[Data entries]
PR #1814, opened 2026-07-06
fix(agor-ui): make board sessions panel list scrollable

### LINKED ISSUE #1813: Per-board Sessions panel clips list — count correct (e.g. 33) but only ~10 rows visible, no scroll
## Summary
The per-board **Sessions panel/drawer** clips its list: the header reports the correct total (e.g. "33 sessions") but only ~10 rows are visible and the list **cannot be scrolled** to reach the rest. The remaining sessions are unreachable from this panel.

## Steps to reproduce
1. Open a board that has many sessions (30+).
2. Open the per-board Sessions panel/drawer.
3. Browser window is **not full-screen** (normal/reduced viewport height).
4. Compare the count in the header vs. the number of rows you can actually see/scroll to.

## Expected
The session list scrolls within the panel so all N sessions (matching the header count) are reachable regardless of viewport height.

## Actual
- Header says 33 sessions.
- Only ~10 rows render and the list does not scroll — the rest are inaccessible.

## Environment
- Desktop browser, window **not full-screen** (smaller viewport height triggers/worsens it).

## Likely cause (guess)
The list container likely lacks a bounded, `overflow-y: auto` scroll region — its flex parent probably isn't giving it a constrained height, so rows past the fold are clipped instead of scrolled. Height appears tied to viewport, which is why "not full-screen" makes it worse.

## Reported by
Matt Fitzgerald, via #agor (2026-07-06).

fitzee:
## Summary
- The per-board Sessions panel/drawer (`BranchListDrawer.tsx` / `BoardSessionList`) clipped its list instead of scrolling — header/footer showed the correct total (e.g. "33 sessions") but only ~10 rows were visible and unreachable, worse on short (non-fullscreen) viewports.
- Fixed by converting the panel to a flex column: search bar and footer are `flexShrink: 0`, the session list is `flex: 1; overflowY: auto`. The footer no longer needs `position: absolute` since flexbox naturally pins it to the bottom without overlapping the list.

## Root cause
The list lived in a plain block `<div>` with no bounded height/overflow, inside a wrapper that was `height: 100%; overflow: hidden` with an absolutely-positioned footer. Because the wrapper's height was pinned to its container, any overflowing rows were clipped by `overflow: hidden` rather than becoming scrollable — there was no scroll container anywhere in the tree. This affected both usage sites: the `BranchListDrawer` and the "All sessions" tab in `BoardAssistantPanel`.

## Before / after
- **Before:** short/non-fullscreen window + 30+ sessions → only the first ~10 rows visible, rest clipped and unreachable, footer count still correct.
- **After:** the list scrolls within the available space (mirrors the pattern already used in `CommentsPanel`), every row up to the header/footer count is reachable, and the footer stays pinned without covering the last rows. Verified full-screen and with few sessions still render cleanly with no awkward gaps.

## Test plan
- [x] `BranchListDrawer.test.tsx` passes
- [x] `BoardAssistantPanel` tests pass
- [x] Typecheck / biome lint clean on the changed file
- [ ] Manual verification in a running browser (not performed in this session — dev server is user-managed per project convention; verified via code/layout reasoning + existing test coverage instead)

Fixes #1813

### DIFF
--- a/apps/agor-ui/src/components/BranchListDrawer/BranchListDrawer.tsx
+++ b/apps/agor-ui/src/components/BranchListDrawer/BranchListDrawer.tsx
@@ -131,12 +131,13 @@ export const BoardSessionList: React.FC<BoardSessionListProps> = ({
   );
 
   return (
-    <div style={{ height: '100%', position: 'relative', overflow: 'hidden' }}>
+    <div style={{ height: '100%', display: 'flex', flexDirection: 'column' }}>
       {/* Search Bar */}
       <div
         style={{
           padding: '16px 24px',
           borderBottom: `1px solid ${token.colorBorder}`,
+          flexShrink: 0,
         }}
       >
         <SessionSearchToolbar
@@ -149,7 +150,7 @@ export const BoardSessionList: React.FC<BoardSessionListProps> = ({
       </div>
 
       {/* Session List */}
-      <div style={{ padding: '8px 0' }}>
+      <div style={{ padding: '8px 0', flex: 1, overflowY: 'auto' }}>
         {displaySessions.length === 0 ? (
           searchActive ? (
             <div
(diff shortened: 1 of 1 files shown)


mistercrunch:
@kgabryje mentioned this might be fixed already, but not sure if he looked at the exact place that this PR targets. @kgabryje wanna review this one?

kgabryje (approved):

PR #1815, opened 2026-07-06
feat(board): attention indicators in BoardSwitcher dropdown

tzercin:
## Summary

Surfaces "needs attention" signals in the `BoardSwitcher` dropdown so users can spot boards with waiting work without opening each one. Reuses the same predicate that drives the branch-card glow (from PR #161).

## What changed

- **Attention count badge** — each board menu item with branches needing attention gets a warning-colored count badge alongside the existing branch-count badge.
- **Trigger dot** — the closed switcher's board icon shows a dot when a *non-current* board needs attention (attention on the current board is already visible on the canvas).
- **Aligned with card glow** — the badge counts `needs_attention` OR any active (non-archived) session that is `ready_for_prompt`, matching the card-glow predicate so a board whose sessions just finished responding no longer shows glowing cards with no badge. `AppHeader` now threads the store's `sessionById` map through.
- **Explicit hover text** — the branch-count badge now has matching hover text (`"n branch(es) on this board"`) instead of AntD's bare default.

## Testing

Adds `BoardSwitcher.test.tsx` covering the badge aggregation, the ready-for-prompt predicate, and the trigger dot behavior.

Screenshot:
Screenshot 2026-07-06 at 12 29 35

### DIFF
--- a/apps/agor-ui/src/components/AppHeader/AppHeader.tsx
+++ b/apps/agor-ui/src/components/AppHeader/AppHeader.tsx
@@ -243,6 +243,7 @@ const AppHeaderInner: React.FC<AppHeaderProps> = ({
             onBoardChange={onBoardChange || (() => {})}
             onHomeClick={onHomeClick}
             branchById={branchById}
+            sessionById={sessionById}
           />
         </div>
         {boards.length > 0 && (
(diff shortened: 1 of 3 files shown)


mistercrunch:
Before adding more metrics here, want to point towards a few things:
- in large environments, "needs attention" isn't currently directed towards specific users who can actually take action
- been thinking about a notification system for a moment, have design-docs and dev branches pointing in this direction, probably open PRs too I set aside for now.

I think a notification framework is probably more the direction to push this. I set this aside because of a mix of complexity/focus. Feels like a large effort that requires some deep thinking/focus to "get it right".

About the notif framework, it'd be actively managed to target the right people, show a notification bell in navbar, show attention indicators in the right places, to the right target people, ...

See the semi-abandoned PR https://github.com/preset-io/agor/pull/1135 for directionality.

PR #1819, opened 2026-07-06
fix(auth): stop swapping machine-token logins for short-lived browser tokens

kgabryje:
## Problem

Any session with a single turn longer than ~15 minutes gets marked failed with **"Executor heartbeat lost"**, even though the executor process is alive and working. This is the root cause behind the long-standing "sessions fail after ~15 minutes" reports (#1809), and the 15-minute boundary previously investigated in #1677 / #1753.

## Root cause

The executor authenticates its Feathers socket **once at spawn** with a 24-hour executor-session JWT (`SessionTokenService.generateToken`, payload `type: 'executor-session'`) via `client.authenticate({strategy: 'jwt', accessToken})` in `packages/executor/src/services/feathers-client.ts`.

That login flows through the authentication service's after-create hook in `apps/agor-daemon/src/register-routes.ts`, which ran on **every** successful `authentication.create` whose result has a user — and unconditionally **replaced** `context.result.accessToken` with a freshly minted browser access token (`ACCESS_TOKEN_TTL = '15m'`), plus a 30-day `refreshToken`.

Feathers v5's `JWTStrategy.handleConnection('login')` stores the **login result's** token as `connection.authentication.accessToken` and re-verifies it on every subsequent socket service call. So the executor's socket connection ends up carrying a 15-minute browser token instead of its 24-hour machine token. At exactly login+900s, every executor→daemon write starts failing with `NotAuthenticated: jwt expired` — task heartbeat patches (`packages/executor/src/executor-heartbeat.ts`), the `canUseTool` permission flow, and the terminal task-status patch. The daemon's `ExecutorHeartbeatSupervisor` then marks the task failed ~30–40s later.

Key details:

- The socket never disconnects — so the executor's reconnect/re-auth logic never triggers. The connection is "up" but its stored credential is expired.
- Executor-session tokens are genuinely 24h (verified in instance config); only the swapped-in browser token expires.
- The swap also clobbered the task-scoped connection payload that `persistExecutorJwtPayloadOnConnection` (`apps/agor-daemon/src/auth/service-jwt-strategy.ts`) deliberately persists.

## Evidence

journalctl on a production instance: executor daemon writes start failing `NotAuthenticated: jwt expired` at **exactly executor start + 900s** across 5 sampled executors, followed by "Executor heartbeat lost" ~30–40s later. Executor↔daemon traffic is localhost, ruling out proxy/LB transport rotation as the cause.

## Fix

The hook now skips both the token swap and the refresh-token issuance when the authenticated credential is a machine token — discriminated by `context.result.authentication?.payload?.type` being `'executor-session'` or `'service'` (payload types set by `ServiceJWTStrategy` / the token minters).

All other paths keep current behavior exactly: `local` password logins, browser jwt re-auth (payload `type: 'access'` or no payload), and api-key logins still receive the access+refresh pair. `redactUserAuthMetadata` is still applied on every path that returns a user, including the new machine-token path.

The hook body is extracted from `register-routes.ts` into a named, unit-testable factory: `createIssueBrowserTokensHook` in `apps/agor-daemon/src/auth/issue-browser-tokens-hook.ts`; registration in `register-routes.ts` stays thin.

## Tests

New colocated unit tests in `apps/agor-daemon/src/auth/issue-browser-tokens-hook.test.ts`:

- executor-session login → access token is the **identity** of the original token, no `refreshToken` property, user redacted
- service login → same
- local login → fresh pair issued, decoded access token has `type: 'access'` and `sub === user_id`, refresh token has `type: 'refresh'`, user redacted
* * *
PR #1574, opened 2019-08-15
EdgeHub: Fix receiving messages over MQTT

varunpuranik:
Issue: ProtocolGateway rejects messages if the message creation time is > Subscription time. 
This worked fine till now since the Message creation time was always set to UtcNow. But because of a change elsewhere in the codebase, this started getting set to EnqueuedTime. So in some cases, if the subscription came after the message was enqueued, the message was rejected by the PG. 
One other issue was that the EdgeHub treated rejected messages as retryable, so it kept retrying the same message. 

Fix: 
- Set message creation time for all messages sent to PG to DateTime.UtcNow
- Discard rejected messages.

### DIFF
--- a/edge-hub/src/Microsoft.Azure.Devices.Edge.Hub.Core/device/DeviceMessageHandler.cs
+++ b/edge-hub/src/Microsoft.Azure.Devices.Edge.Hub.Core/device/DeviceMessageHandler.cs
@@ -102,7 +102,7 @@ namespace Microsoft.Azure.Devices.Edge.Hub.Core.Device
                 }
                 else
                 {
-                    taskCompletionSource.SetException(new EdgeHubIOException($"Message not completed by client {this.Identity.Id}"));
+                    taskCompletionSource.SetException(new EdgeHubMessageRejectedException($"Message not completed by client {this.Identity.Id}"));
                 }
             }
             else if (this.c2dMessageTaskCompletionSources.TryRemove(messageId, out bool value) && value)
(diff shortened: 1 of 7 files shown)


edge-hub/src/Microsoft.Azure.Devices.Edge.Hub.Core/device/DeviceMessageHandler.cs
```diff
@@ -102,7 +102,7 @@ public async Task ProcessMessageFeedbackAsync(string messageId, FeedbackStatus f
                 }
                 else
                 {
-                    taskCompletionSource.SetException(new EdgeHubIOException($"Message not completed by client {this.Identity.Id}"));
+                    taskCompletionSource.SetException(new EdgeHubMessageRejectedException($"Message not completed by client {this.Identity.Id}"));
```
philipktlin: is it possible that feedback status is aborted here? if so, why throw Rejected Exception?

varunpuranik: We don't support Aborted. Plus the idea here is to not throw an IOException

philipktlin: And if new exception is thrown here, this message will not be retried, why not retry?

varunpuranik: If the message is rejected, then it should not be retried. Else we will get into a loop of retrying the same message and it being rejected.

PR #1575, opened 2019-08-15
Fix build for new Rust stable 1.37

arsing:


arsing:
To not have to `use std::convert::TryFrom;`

* **AIM OF THE TASK**
Using the entries above, output exactly the lines between the line holding "## Expected" and the line holding "- The per-board", end lines included, and nothing more.

* **OUTPUT BELOW**
## Expected
The session list scrolls within the panel so all N sessions (matching the header count) are reachable regardless of viewport height.

## Actual
- Header says 33 sessions.
- Only ~10 rows render and the list does not scroll — the rest are inaccessible.

## Environment
- Desktop browser, window **not full-screen** (smaller viewport height triggers/worsens it).

## Likely cause (guess)
The list container likely lacks a bounded, `overflow-y: auto` scroll region — its flex parent probably isn't giving it a constrained height, so rows past the fold are clipped instead of scrolled. Height appears tied to viewport, which is why "not full-screen" makes it worse.

## Reported by
Matt Fitzgerald, via #agor (2026-07-06).

fitzee:
## Summary
- The per-board Sessions panel/drawer (`BranchListDrawer.tsx` / `BoardSessionList`) clipped its list instead of scrolling — header/footer showed the correct total (e.g. "33 sessions") but only ~10 rows were visible and unreachable, worse on short (non-fullscreen) viewports.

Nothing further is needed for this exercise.